During the First World War in 1914, Zemun changed hands between Serbia and Austria-Hungary, finally ending up in Serbia on November 5, 1918. The town became part of the Kingdom of Serbs, Croats and Slovenes (later Kingdom of Yugoslavia). The inter-war period was marked by political struggle between the city gentry (organized into the Serbian Radical Party, Serbian Democratic Party and the Croatian Peasant Party) and the more socialist parties supported by the ethnic Germans.

In 1934 two intra-city bus lines were introduced connecting Zemun with the parts of Belgrade, and the general shift of attention towards this issue was supported by the growing Serbian population of Zemun.

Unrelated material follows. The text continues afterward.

PR #1952, opened 2025-06-20
Create module to implement multipart downloading using threads and previously submitted client. 

fressi-elastic:
This introduces a new class `Transfer` supporting multi-part downloading. The class is internally thread safe. It makes uses of a thread pool executor for spawning more threads. The module also support resuming downloads from an interrupted state. It uses the source URL and `content_length` to check if the file has been changed on the server side before resuming the download.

The Zemun airbases originally built in 1927 were an important geostrategic objective in the Axis invasion of April 1941.

During the Slobodan Milošević's regime late years, Zemun became a stronghold of notorious Zemun clan, one of principal organized crime cartels in Belgrade. The clan's criminal activity continued after Milošević's fall. Bosses and prominent members of this clan have been tried and convicted for the assassination of Serbian prime minister Zoran Đinđić. On July 21, 2008, Radovan Karadžić was arrested in Zemun, where he was practicing alternative medicine under the name Dragan Dabić.